(Beginning of AVAILABLE DATA)

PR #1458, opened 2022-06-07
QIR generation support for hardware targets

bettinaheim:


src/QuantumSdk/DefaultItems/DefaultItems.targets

(End of AVAILABLE DATA)

→ **WHAT TO WORK ON**: Lines that include the word "targets" are to be extracted from the data above.

→ **OUTPUT**:
QIR generation support for hardware targets
src/QuantumSdk/DefaultItems/DefaultItems.targets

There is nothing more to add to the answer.